SOURCE DATA —
PR #564, opened 2020-12-10
Prevent override of user-card--link style

paintedbicycle:
When using a usercard in a sidebar widget, we want to preserve the link styling.

**BEFORE**
Screen Shot 2020-12-09 at 7 06 07 PM

**AFTER**
Screen Shot 2020-12-09 at 7 06 19 PM

### DIFF
--- a/lib/css/components/_stacks-widget-static.less
+++ b/lib/css/components/_stacks-widget-static.less
@@ -28,7 +28,7 @@
     font-size: @fs-body1;
     background-color: var(--white);
 
-    &:not(.s-anchors) a:not(.button):not(.s-btn):not(.post-tag):not(.s-sidebarwidget--action) {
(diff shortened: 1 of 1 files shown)


lib/css/components/_stacks-widget-static.less
```diff
@@ -28,7 +28,7 @@
     font-size: @fs-body1;
     background-color: var(--white);
 
-    &:not(.s-anchors) a:not(.button):not(.s-btn):not(.post-tag):not(.s-sidebarwidget--action) {
+    &:not(.s-anchors) a:not(.button):not(.s-btn):not(.post-tag):not(.s-sidebarwidget--action):not(.s-user-card--link ) {
```
aaronshekey, line 31: I think our sidebar widget is a bit too opinionated here. These overrides seem like an anti-pattern. Not your problem 🤗 Noting it for me in the future.

aaronshekey (approved):

PR #571, opened 2020-12-21
Fix appearance of button.s-navigation--item

bnickel:
A pattern we're exploring on Stack Overflow is using `s-navigation` to represent in-page tabs.  When doing so, it makes more sense to use `button.s-navigation--item` than `a.s-navigation--item`, but that currently has a few rendering glitches:

Screen Shot 2020-12-21 at 11 43 13 AM

This PR applies the following changes:

- It applies various unsetting styles from `.s-btn__unset` to `.s-navigation--item`.
- It adds focus styling to `.s-navigation--item` which matches the active style.  Mouse-only users shouldn't notice a difference here because they shouldn't see a button that's `:focus` that wasn't already `:active`.  This will be helpful for buttons, however because we're removing `outline`.
- I added `tabindex` to the doc previews so the elements could be focused.

Open questions:

- What would a focus style look like for `is-selected`?  Currently it's impossible to tell that a selected item is focussed.
- How should this look in the docs?  I just changed one `<a>` to a `<button>`.  I do have a full-fledged tab controller I could add to Stacks that we could document separately with `s-navigation`.


lib/css/components/_stacks-navigation.less
```diff
@@ -31,12 +31,20 @@
 
     .s-navigation--item {
         padding: @su6 @su12;
+        border: none;
```
aaronshekey, line 60: We are _so_ close to being able to use [all](https://caniuse.com/css-all) here. We would have to remove support for Edge 18, but I would much prefer that to all these resets. Perhaps I'll turn this into a mixin in the meantime.

```
.s-navigation--item {
    all: unset;
}
```

lib/css/components/_stacks-navigation.less
```diff
@@ -31,12 +31,20 @@
...
+        cursor: pointer;
+        user-select: auto;
         border-radius: 1000px;
         margin: @su2;
         color: var(--black-600);
 
         &:hover,
-        &:active {
+        &:active,
+        &:focus {
```
aaronshekey: I think I prefer a true "outline" style. I'll add this in a follow-up commit.

aaronshekey (commented):
> * How should this look in the docs?  I just changed one `<a>` to a `<button>`

I think we should call out that we can use anchors or buttons interchangeably here. I'll be committing a few changes to this branch. Sit tight!

aaronshekey (approved):

PR #572, opened 2020-12-21
s-navigation-tablist controller

bnickel:
This depends on style changes from #571.

This introduces a controller for interactive tab lists using `.s-navigation` using best practices from https://developer.mozilla.org/en-US/docs/Web/Accessibility/ARIA/Roles/Tab_Role. I guess we could call it the `.s-navigation` controller but I named it for the accessibility role.

One open question is what to do about MDN's recommendation for each tab panel to have `tabindex="0"`.  The panels will generally be plain `<div>` elements and `<div tabindex="0">` will receive a browser-native focus ring when users click inside.  We could do `outline-none`, `f:outline-ring` or consider omitting the suggestion for `tabindex="0"` entirely since it's not clear that it's suggested in the WAI-ARIA Authoring Practices.


bnickel:
`class="s-navigation f:bs-ring bar-pill px2 d-inline-block"` 🤔

Screen Shot 2020-12-22 at 8 13 57 AM

lib/ts/controllers/s-navigation-tablist.ts
```diff
@@ -0,0 +1,121 @@
...
+        /**
+         * Handles click events on individual tabs, causing them to be selected.
+         */
+        selectTab(event: MouseEvent) {
+            this.switchToTab(<HTMLElement>event.currentTarget);
+
+            // We need to be very agressive about selecting the current tab on click.
+            // Mouse click will not always achieve this and failing to do so will prevent
+            // keyboard navigation from working.
+            this.selectedTab?.focus();
```
aaronshekey: Oh I just hate it though ☹️ Is there any way we can avoid a hard `focus` on these? I really don't want there to be the regression of killing `:focus` styling. I'd love to rely on `:focus-visible` which is why I went on that tangent.

aaronshekey (changes requested):
The thing that's tripping me up is the super aggressive focus states on these. I can't wait to have this controller though!

lib/ts/controllers/s-navigation-tablist.ts
bnickel: Maybe we can?  The issue was trying to avoid was users clicking on a tab and then being unable to keyboard navigate it, something that affects Firefox and Safari but not Chrome.  Looking at https://developer.mozilla.org/en-US/docs/Web/Accessibility/ARIA/Roles/Tab_Role, their example has the exact same issue so maybe it's fine to only give keyboard controls to users who keyboard into it.

lib/ts/controllers/s-navigation-tablist.ts
```diff
@@ -95,7 +95,7 @@ namespace Stacks {
         /**
          * Switches the tablist to the provided tab, updating the tabs and panels
          * to reflect the change.
-         * @param selectedTab The tab to select.  If `null` is provided or the element
```
bnickel: This wasn't a typo tho.

aaronshekey: This guy and his double spaces.

lib/ts/controllers/s-navigation-tablist.ts
aaronshekey: I think that'd be a worthy tradeoff. The thing I want to avoid is focus states for simple clicking, but of course, I want focus states for those keyboard folks.

lib/ts/controllers/s-navigation-tablist.ts
```diff
@@ -0,0 +1,121 @@
...
+            for (let tab of this.tabTargets) {
+                tab.removeEventListener("click", this.boundSelectTab);
+                tab.removeEventListener("keydown", this.boundHandleKeydown);
+            }
+        }
+
+        /**
+         * Gets all tabs within the controller.
+         */
+        get tabTargets() {
```
b-kelly, line 31: I'm torn here between using the built in Stimulus `data-target` functionality vs rolling our own. Honestly, I think adding `data-target` to all these would be a pain in the rear, so I'm ok with doing this.

optional: cache the value to a private property so we don't fetch over and over. This will break if tabs are added dynamically, so... there's some tradeoffs. Not a blocker, just a suggestion

lib/ts/controllers/s-navigation-tablist.ts
b-kelly: From a JS viewpoint, this looks fine to me. If styling is the only blocker, then I'd recommend taking a note to come back to this when we flip over to `:focus-visible`

lib/ts/controllers/s-navigation-tablist.ts
```diff
@@ -0,0 +1,121 @@
...
+            if (event.key === "ArrowRight") {
+                tabIndex++;
+            } else if (event.key === "ArrowLeft") {
+                tabIndex--;
+            } else {
+                return;
+            }
+    
+            if (tabIndex < 0) { tabIndex = tabs.length - 1; }
+            if (tabIndex >= tabs.length) { tabIndex = 0; }
```
b-kelly, line 62: I love that you thought through and did this. The circular selection feels really good in the implementation. I'd recommend adding a very succinct comment explaining:

```suggestion
            // if the user selection goes off either end of the array, loop back around to the other side
            if (tabIndex < 0) { tabIndex = tabs.length - 1; }
            if (tabIndex >= tabs.length) { tabIndex = 0; }
```

lib/ts/controllers/s-navigation-tablist.ts
```diff
@@ -0,0 +1,121 @@
...
+
+            tabElement = <HTMLElement>tabs[tabIndex];
+            this.switchToTab(tabElement);
+            this.selectedTab?.focus();
```
b-kelly, line 68: optional: We can probably move this to the bottom of `switchToTab`, since it is used everywhere that method is called. That also removes it from `selectTab`, where it is more fully documented than it is here.

lib/ts/controllers/s-navigation-tablist.ts
```diff
@@ -0,0 +1,121 @@
+namespace Stacks {
+    export class TabListController extends Stacks.StacksController {
```
b-kelly, line 2: nit: I'd even just call this `TabController` since we could use it for lots of different things. Pagination comes to mind immediately and we could extend this in the future (like we did for Popovers>Tooltips) to handle collapsible and others.

lib/ts/controllers/s-navigation-tablist.ts
```diff
@@ -0,0 +1,121 @@
...
+                    tab.classList.remove('is-selected');
+                    tab.setAttribute('aria-selected', 'false');
+                    tab.setAttribute('tabindex', '-1');
+                    panel?.classList.add('d-none');
+                }
+            }
+        }
+    }
+}
+Stacks.application.register("s-navigation-tablist", Stacks.TabListController);
```
b-kelly, line 119: nit: See above regarding `TabController`. I'd call this simply `s-tab` because it could be used for lots of different things.

docs/product/components/navigation.html
```diff
@@ -223,6 +224,150 @@
     </div>
 </div>
 
+<section class="stacks-section">
+    {% header "h2", "Interactive tabs" %}
+
+    <p class="stacks-copy">Stacks provides a Stimulus controller for interactive tab-style navigation within a single document.</p>
+
+    {% header "h3", "Attributes" %}
+    <div class="overflow-x-auto mb32">
```
b-kelly, line 233: Docs look good overall. The table of "add all these things" looks a little long to me, though. I think we could easily transition to a paragraph saying "make sure you add all these aria attributes and make your markup look like this", leaving the controller values in the table.

nit: I don't see a section for the fired events, like we have for [popovers](https://stackoverflow.design/product/components/popovers/#interactive-events).

b-kelly (approved):
Overall, looks pretty good to me. I appreciate the attention to detail in regards to accessibility.

There are a few very items that could be tweaked, but nothing blocking overall. Nice work!

b-kelly:
Regarding the tab panels themselves having `tabindex=0`, I'm with you in that I'm not really a fan. Clicking gives them a focus state and you can tab to them. I'm not really sure what benefits giving them a tabindex gives us, but I do see a few drawbacks. I'm down to remove them entirely, rather than making them appear as if they aren't focused (due to keyboard/TAB interactions).

lib/ts/controllers/s-navigation-tablist.ts
aaronshekey: This already has the `:focus-visible` styling in it. The problem I'm seeing with calling `.focus()` is that it adds focus styling on the element regardless of the browser's default behavior. We really only want focus styling if the user used their keyboard.

aaronshekey (approved):

lib/ts/controllers/s-navigation-tablist.ts
bnickel: My inspiration here is `s-expandable`, `s-popover`, et al where we're willing to out own query selectors if we're doing them on ARIA annotations.

lib/ts/controllers/s-navigation-tablist.ts
bnickel: I removed it from the other location, so I added an explanation for the selection here.

lib/ts/controllers/s-navigation-tablist.ts
bnickel: I prefer `TabList` here because it is intended to function on a `TabList` element and makes assumptions / adheres to the prescribed behavior.  I could imagine doing a similar controller for pagination but it would likely function very differently and have very different niche considerations.

lib/ts/controllers/s-navigation-tablist.ts
bnickel: Same as above, the name here means it is intended to be used exclusively for a `s-navigation` element (because it applies things like `is-selected` rather than having something like `data-s-tablist-selection-class-name="is-selected"`) and because it is intended only for elements that are acting as a `tablist`.  Theoretically it could be used for a button group, but I would rather add `Stacks.application.register("s-btn-group-tablist", Stacks.TabListController);` as a second actor which allows for a potential subclass and differentiation than try making all of that property driven at this juncture.

docs/product/components/navigation.html
bnickel: Done

aaronshekey:
This looks good, merge it!

PR #575, opened 2021-01-04
Add focus-visible polyfill

aaronshekey:
This PR explores adding the https://github.com/WICG/focus-visible polyfill, and swaps our approach to button focus. This _should_ allow us to switch to using focus-visible instead of focus, meaning focus states are only added when using keyboard navigation.


bnickel:
This looks good overall and is a welcome improvement.  One bug I spotted is that `.s-btn.s-btn__muted.s-btn__filled` loses its focus style in dark mode.  Just your average selector priority and sequence battles.

aaronshekey:
> Just your average selector priority and sequence battles.

Good looking out! I caught all those in light mode.

This is a result of our stock button being super weird and not having borders.

aaronshekey:
@b-kelly Any reservations in using this polyfill and including it in our JS?

b-kelly:
I'll take a look at this today. Thanks for the reminder!

b-kelly (changes requested):
Taking a quick peek at the source code for `focus-visible`, it adds a handful of document listeners, including binding then unbinding bunch of mouse listeners on page load. I'm a little skeptical of adding a bunch of js overhead to every page load. I'm pumping the brakes on this for now until I can do some additional review/testing to see what our tradeoffs are.

lib/css/exports/_stacks-mixins.less
```diff
@@ -29,6 +29,27 @@
...
+    }
+
+    // Adds a strong focus indicator for keyboard focus.
+    .js-focus-visible & {
+        &.focus-visible {
+            outline: none;
+            @rules();
+        }
+    }
+}
```
bnickel, line 52:
```suggestion

    &:focus-visible {
        outline: none;
        @rules();
    }
}
```

Since Chrome supports this and Firefox is on the way, should we include actual support for the selector?

lib/css/exports/_stacks-mixins.less
```diff
@@ -29,6 +29,27 @@
             appearance: @all;
 }
 
+//  ===========================================================================
+//  --  FOCUS VISIBLE
+//      Powered by https://github.com/WICG/focus-visible while we wait for better
+//      :focus-visible support
+//  ---------------------------------------------------------------------------
+.focus(@rules) {
```
bnickel, line 37: Should this be `focus-visible` or some variant thereof? `focus` already has its own different meaning.

bnickel (changes requested):
I'd like to add the actual selector so it's not a huge regression for people who consume the CSS and not the JS.

Also, could we package focus styles for `.s-navigation--item` in this PR or should that be its own thing after this ships?

lib/css/exports/_stacks-mixins.less
b-kelly: +1. [caniuse](https://caniuse.com/css-focus-visible) reports that Safari is the last holdout (Edge legacy too, I guess). Maybe we can figure out a progressive enhancement scenario for those two?

aaronshekey:
I'll just roll with proper `:focus-visible` styles and leaving off the focus-visible polyfill. It won't be perfect for those browser that don't support it, but it'll be better than showing focus styling on click.

PR #576, opened 2021-01-06
Call out when exactly to use `aria-pressed`

bnickel:
I've seen a few PRs where people are applying `aria-pressed="false"` to buttons that really shouldn't have it.

For context, `<button>Ask question</button>` is read as something like "Ask question, button ... To click this button press Control-Option-Space". `<button aria-pressed="false">Ask question</button>` is read as something like "Ask question, toggle button ... To select or deselect this checkbox, press Control-Option-Space".

This removes the attributes from the examples and adds a section demonstrating how to use `.is-selected` (We didn't already.) and how to use it accessibly.

### DIFF
--- a/docs/product/components/buttons.html
+++ b/docs/product/components/buttons.html
@@ -58,7 +58,7 @@ description: Buttons are user interface elements which allows users to take acti
                                     </div>
                                 </td>
                                 <td class="va-middle ta-center px4"><button class="ws-nowrap s-btn {{ class.class }}" type="button">Ask question</button></td>
-                                <td class="va-middle ta-center px4"><button class="ws-nowrap s-btn {{ class.class }} is-selected" type="button">Ask question</button></td>
+                                <td class="va-middle ta-center px4"><button class="ws-nowrap s-btn {{ class.class }} is-selected" type="button" aria-pressed="true">Ask question</button></td>
                                 <td class="va-middle ta-center px4"><button class="ws-nowrap s-btn {{ class.class }}" type="button" disabled>Ask question</button></td>
                             </tr>
                             {% endfor %}
@@ -105,7 +105,7 @@ description: Buttons are user interface elements which allows users to take acti
                                     </div>
                                 </td>
                                 <td class="va-middle ta-center px4"><button class="ws-nowrap s-btn {{ class.class }}" type="button">Ask question</button></td>
-                                <td class="va-middle ta-center px4"><button class="ws-nowrap s-btn {{ class.class }} is-selected" type="button">Ask question</button></td>
+                                <td class="va-middle ta-center px4"><button class="ws-nowrap s-btn {{ class.class }} is-selected" type="button" aria-pressed="true">Ask question</button></td>
                                 <td class="va-middle ta-center px4"><button class="ws-nowrap s-btn {{ class.class }}" type="button" disabled>Ask question</button></td>
                             </tr>
                             {% endfor %}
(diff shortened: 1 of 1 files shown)


docs/product/components/buttons.html
```diff
@@ -418,14 +418,41 @@
...
                 </tr>
                 {% endfor %}
             </tbody>
         </table>
     </div>
 </section>
 
+<section class="stacks-section">
+    {% header "h2", "Toggle buttons" %}
+    <p class="stacks-copy">Each button class has a selected state which can be visially activated by applying the <code class="stacks-code">.is-selected</code> class. When a button can switch between selected and unselected states, it is important to also annotate the button with the <code class="stacks-code">aria-pressed</code> attribute for accessibility. A <code class="stacks-code">title</code> attribute may also be appropriate to describe what will happen when pressing the button.</p>
```
aaronshekey:
```suggestion
    <p class="stacks-copy">Each button class has a selected state which can be visually activated by applying the <code class="stacks-code">.is-selected</code> class. When a button can switch between selected and unselected states, it is important to also annotate the button with the <code class="stacks-code">aria-pressed</code> attribute for accessibility. A <code class="stacks-code">title</code> attribute may also be appropriate to describe what will happen when pressing the button.</p>
```

docs/product/components/buttons.html
```diff
@@ -418,14 +418,41 @@
...
+<button class="s-btn is-selected" type="button" aria-pressed="true" title="…">…</button>
+{% endhighlight %}
+{% highlight javascript %}
+toggleButton.addEventListener('click', () => {
+    let wasSelected = toggleButton.getAttribute('aria-pressed') === 'true';
+    let isSelected = !wasSelected;
+    toggleButton.classList.toggle('is-selected', isSelected);
+    toggleButton.setAttribute('aria-pressed', isSelected.toString());
+    …
+});
```
aaronshekey:
```suggestion

<script>
    toggleButton.addEventListener('click', () => {
        let wasSelected = toggleButton.getAttribute('aria-pressed') === 'true';
        let isSelected = !wasSelected;
        toggleButton.classList.toggle('is-selected', isSelected);
        toggleButton.setAttribute('aria-pressed', isSelected.toString());
        …
    });
</script>
```

This docs presentation was a little wack, so let's just wrap this in script tags within the HTML block.

docs/product/components/buttons.html
```diff
@@ -418,14 +418,41 @@
...
+{% endhighlight %}
+        <div class="stacks-preview--example">
+            <div class="grid gs4 fw-wrap">
+                <button class="grid--cell s-btn js-toggle-button" type="button" aria-pressed="false" title="Click to toggle this button's state">Initially unselected toggle button</button>
```
aaronshekey:
```suggestion
                <button class="grid--cell s-btn s-btn__primary js-toggle-button" type="button" aria-pressed="false" title="Click to toggle this button’s state">Initially unselected toggle button</button>
```

docs/product/components/buttons.html
```diff
@@ -418,14 +418,41 @@
...
+                <button class="grid--cell s-btn js-toggle-button is-selected" type="button" aria-pressed="true" title="Click to toggle this button's state">Initially selected toggle button</button>
```
aaronshekey:
```suggestion
                <button class="grid--cell s-btn s-btn__primary js-toggle-button is-selected" type="button" aria-pressed="true" title="Click to toggle this button’s state">Initially selected toggle button</button>
```

aaronshekey (changes requested):

aaronshekey (approved):

PR #577, opened 2021-01-07
s-user-card improvements

bnickel:
I was looking at a reusable component for `s-user-card` and ran into some issues:

- `s-user-card--info` doesn't reorient itself horizontally in small/minimal configurations, meaning we can't use the same structure for all sizes.
- `s-user-card--info` is `display: grid` so it shouldn't be used to hold deleted user usernames, in case we want to do markup annotations.
- `s-user-card__small` lacks margins provided by all other variants.

This addresses each by:

- Making `s-user-card--info` a `display: flex` in small/minimal, updating documentation to use `s-user-card--info`.  If we want to keep the info section optional here, I think we should explicitly say so.
- Making the documentation use `--link` for usernames even if they are deleted.
- Copying margins from minimal to small.

I would also argue that we should:

- Deprecate `s-user-card__minimal` since the only difference between small and minimal is that we unbold some text and decreases a margin by 2px.
- Rename `s-user-card--link` to `s-user-card--name` since it should always be a name but it might not always be a link.
- Radically, consider getting rid of `s-user-card__deleted` in place of `.s-user-card--name:not(:link) { color: var(--black-500); }` If people we're worried about selector priority and people want to go bananas with formatting they could do `<div class="s-user-card--link"><span class="s-btn s-btn__primary">🍌</span></div>`

## Preview

Identical cards with different size classes and avatar size classes:

Screen Shot 2021-01-07 at 2 49 19 PM

### DIFF
--- a/docs/product/components/user-cards.html
+++ b/docs/product/components/user-cards.html
@@ -239,12 +239,14 @@ description: User cards are a combination of a user and metadata about the user 
     <a href="…" class="s-avatar s-avatar__24 s-user-card--avatar">
         <img class="s-avatar--image" src="…" />
     </a>
-    <ul class="s-user-card--awards">
-        <li class="s-user-card--rep">…</li>
-        <li class="s-award-bling s-award-bling__gold">…</li>
-        <li class="s-award-bling s-award-bling__silver">…</li>
-        <li class="s-award-bling s-award-bling__bronze">…</li>
-    </ul>
+    <div class="s-user-card--info">
+        <ul class="s-user-card--awards">
+            <li class="s-user-card--rep">…</li>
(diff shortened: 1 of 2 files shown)


aaronshekey (approved):
Logic is sound! Thank you for making the markup a bit more consistent here.

> * Rename `s-user-card--link` to `s-user-card--name` since it should always be a name but it might not always be a link.

Wanna go ahead and do this since we're likely to have to do markup changes in production anyway?

@paintedbicycle, we're using these on "For You" right? I'll need your help making sure those views look good :v:

paintedbicycle:
It is, yeah. It's also used in other places on prod including Articles and Collections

YOUR OBJECTIVE — Only lines that contain "better" are needed, so copy each of them from the data.

RESPONSE AREA —
+//      Powered by https://github.com/WICG/focus-visible while we wait for better
I'll just roll with proper `:focus-visible` styles and leaving off the focus-visible polyfill. It won't be perfect for those browser that don't support it, but it'll be better than showing focus styling on click.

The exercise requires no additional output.